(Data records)
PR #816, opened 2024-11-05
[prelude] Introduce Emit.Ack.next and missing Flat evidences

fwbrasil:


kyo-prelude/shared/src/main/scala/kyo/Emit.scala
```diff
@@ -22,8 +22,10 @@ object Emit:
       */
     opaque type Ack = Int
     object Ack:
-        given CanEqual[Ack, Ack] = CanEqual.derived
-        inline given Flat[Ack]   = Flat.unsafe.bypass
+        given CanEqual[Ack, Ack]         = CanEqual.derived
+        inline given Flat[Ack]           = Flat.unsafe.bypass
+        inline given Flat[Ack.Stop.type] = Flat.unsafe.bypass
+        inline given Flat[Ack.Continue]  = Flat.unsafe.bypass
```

* **Assigned task**: Across the entries above, work out the count of lines that hold the word "Emit", and state that number alone.

* **Exercise output**: 3